Graphics are super sensitive. Most people will be able to spot small fluctuations in frame times. I see fairly little poop on my screens ;)
Asset popping is mostly a result of "poor" engine design, since many engines relies feedback from the GPU to determine which higher detail textures or meshes to load, which will inevitably lead to several frames of latency. This is of course more noticeable if the asset loading is slower, but it's still there, no matter how fast your SSD and CPU may be. The only proper way to solve this is to pre-cache assets, which a well tailored engine easily can do, but the GPU will not be able to predict this. Don't forget that most apps in Android is laggy anyway, and it's impossible to the end-user to know what causes the individual cases of stutter or misinterpreted user input.
So I wouldn't say that this is a good case study that hybrid CPUs work well.
Heuristics helps the average, but does little for the worst case, and the worst case is usually what causes latency. There is a very key detail that you are missing. Even if the small cores have IPC comparable to Skylake, it's important to understand that IPC does not equate performance, and especially when multiple cores may be sharing resources. If they are sharing L2, then the real world impact of that will vary a lot, especially since L2 is very closely tied to the pipeline, so any delays here is way more costly than a delay in e.g. L3.
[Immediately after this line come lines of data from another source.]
PR #102, opened 2020-06-17
fix(red): red class inherits property symbols from blue class

dejang:
Fixing an issue in red with `copyRedOwnDescriptors`. 

`for...in` does not iterate over a Symbol property names which would result in a Red class failing to have Symbol properties defined on the Blue class it's extending.

The fix is to a change the iteration approach by reading ownKeys and looping through them. Reflect.ownKeys is guaranteed to return all property types keys (number, symbol and string).

Added a test for better understanding of the scenario.


src/red.ts
```diff
@@ -213,13 +214,16 @@ export const serializedRedEnvSourceText = (function redEnvFactory(blueEnv: Membr
...
     function copyRedOwnDescriptors(shadowTarget: RedShadowTarget, blueDescriptors: PropertyDescriptorMap) {
-        for (const key in blueDescriptors) {
+        // using ownKeys here to get all string/symbol/number property names
+        const keys = ownKeys(blueDescriptors);
+
+        ArrayForEach(keys, (key: string | symbol | number) => {
             // avoid poisoning by checking own properties from descriptors
             if (hasOwnPropertyCall(blueDescriptors, key)) {
-                const originalDescriptor = getRedDescriptor(blueDescriptors[key]);
+                const originalDescriptor = getRedDescriptor(ReflectGet(blueDescriptors, key));
```
jdalton, line 223: Why `ReflectGet` here?

src/red.ts
```diff
@@ -213,13 +214,16 @@ export const serializedRedEnvSourceText = (function redEnvFactory(blueEnv: Membr
     }
 
     function copyRedOwnDescriptors(shadowTarget: RedShadowTarget, blueDescriptors: PropertyDescriptorMap) {
-        for (const key in blueDescriptors) {
+        // using ownKeys here to get all string/symbol/number property names
+        const keys = ownKeys(blueDescriptors);
+
+        ArrayForEach(keys, (key: string | symbol | number) => {
```
jdalton, line 220: Would just a for-loop work here?

jdalton:
Nice find @dejang!

src/red.ts
dejang: `PropertyDescriptorMap` in typescript does not allow Symbols to be used as keys and the index notation does not pass the compiler. Using ReflectGet bypasses that. I don't know how to make this work better.

src/red.ts
dejang: YES! I'll change it to a for-loop, not as pretty syntax but probably better perf.

test/membrane/symbol.spec.js
```diff
@@ -0,0 +1,27 @@
...
+    
+    let successful = false;
+    
+    class Base {
+        [symbol]() {
+            successful = true;
+        }
+    }
+
+    const secureEval = createSecureEnvironment(undefined, { Base, symbol });
```
caridy, line 14: can this come from a local sandboxed module instead of using `createSecureEnvironment`? remember that the goal is to avoid calling that in our tests becasue it is going to change.

src/red.ts
jdalton: I think we can do a TS comment to ignore it.

src/red.ts
```diff
@@ -213,10 +213,14 @@ export const serializedRedEnvSourceText = (function redEnvFactory(blueEnv: Membr
     }
 
     function copyRedOwnDescriptors(shadowTarget: RedShadowTarget, blueDescriptors: PropertyDescriptorMap) {
-        for (const key in blueDescriptors) {
+        // using ownKeys here to get all string/symbol/number property names
```
caridy, line 216: remove unnecessary comment

src/red.ts
jdalton: Ya the ES5 functional composition functions can drag down perf of low level things esp when they get stacked.

dejang:
Tracking effort via W-7653782

test/membrane/symbol.spec.js
dejang: Not sure I understand what you mean. I need to create a secure environment and pass endowments so that the copyRedDescriptors get triggered for a static red proxy. Can you elaborate more ?

src/red.ts
dejang: that's better, thanks!

jdalton:
We have another `for-in` over descriptors in `environment.ts`:
https://github.com/caridy/secure-javascript-environment/blob/21a60ac142d3367fff84ebb7a35d808bbf3d9b20/src/environment.ts#L150

dejang:
@jdalton good find, updated.

src/environment.ts
```diff
@@ -147,14 +148,17 @@ export class SecureEnvironment implements MembraneBroker {
     remap(redValue: RedValue, blueValue: BlueValue, blueDescriptors?: PropertyDescriptorMap) {
         this.setRefMapEntries(redValue, blueValue);
         if (!isUndefined(blueDescriptors)) {
-            for (const key in blueDescriptors) {
+            const keys = ownKeys(blueDescriptors);
```
caridy, line 151: I'm probably ok with this change for now... but remap is a public API IIRC, which up to this point supported elements from proto chain as well with the for in... but now it only supports own properties.

src/red.ts
```diff
@@ -213,9 +213,13 @@ export const serializedRedEnvSourceText = (function redEnvFactory(blueEnv: Membr
     }
 
     function copyRedOwnDescriptors(shadowTarget: RedShadowTarget, blueDescriptors: PropertyDescriptorMap) {
-        for (const key in blueDescriptors) {
+        const keys = ownKeys(blueDescriptors);
```
caridy, line 216: this one here is fine... we don't care about the proto chain, because it is a controlled mechanism, we read the descriptor map, and we call this method right after, no chain involved.

src/environment.ts
dejang: I think the iteration is on a collection of descriptors we get using `getOwnPropertyDescriptors` which shouldn't impact the proto chain since the passed `blueDescriptors` only inherits from Object.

Volatile memory is a finite resource and it's less than what HDDs/SSDs have, even a 'well tailored engine' might not have all assets that it needs cached. Not talking about android specifically. Android is the worst case scenario since the architecture is really made to support a vast array of devices, with each OEM providing the HALs needed to support the devices. Per example, audio was something that had an unacceptable high latency because of those abstraction. Per example, just check this article superpowered.com/androidaudiopathlatency
Linux however is doing a good job at it though. They have energy aware scheduling and a lot of features really
www.kernel.org/doc/html/latest/scheduler/sched-energy.html
or patches like this
lore.kernel.org/patchwork/patch/933988/ It all depends. If the scheduler has a flag that says like 'this task cannot be put into a little core', then it shouldn't cause the worst case scenario. That of course was just an example, we don't know how exactly the scheduler and the hardware that Intel will put into the chip to help with it, actually works. Of course a delay in L2 is way more costly than one in L3, they have pretty different latencies. And no, L2 generally aren't super tied to the pipeline, L1I and L1D would be more tied to it.
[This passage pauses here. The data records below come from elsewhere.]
PR #104, opened 2020-06-24
fix: add semicolon to 'use strict' directive in serializedRedEnvSourceText

nrobertdehault:
When sent to the client in a minified script (terser), `serializedRedEnvSourceText` value starts with `function(t,e){'use strict'const n=Symbol.for(\"@@lockerLiveValue\"), [...]}` which fails to evaluate with `SyntaxError: unexpected token: keyword 'const'`.


nrobertdehault:
Any test I can add?

manuel-jasso:
> Any test I can add?

No need now, we'll see, for now we'll take this change and do a release.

Now about sharing resources, yes that's true. But also keep in mind that the L2 is very big with it having 2 MB per 4 Gracemont cores, more than what Skylake(and it's optimizations like Comet Lake) had per core, which was 256 kb/core. I find it unlikely that it would cause an issue as assuming that all 4 cores are competing for resources, they will have 512kb for each. The worrying part isn't resource starving, as it has more than enough to feed 4 little cores, it's issues like how a big L2 slice like that acts in question of latency. It will obviously be considerably bigger than 512kb of L2, but then, those aren't high performance cores, so might not end up being noticeable.
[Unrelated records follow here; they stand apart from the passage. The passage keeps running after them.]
PR #105, opened 2020-06-24
test: throw should be supported in promises

nrobertdehault:
This PR adds 2 tests, `throw should be supported with errors` pass but `throw should be supported with non-errors` fails. 

It seems like we are assuming that exceptions thrown are `Error` instances or at least will have a `message` field and a constructor? https://github.com/caridy/secure-javascript-environment/blob/481234e1f99ca5c510ad106489ce5c7918b3d0e5/src/blue.ts#L173

Is it a bug or am I doing something wrong?

### DIFF
--- a/test/membrane/promises.spec.js
+++ b/test/membrane/promises.spec.js
@@ -33,4 +33,28 @@ describe("Promise", () => {
             });
         `);
     });
+    it("throw should be supported with errors", (done) => {
+        const evalScript = createSecureEnvironment(undefined, { done, expect });
+        evalScript(`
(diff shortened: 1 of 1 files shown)


caridy:
@dejang can you merge this? how does this PR stacks with your other PRs?

dejang:
All tests in this PR are included here as well https://github.com/caridy/secure-javascript-environment/pull/108. @nrobertdehault do you mind if I close this one in favor of the more comprehensive one ?

caridy:
I think that if there is no conflict, we should merge this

Another thing that reduces a little strain on the L2 is that each little core has 96 kb of L1, 64kb being L1I and 32kb being L1D.
Anyway, we can't know for sure until Intel releases Alder Lake, this is all unsupported speculation until then. And it all depends on how good 10 nm ESF ends up being and how they clock those little cores. Knowing Intel, they might do it pretty aggressively for desktop parts, so really, 3.6GHz or more could have a chance of happening, or they could just clock it Tremont and keep it at 3.3 GHz. Nobody knows.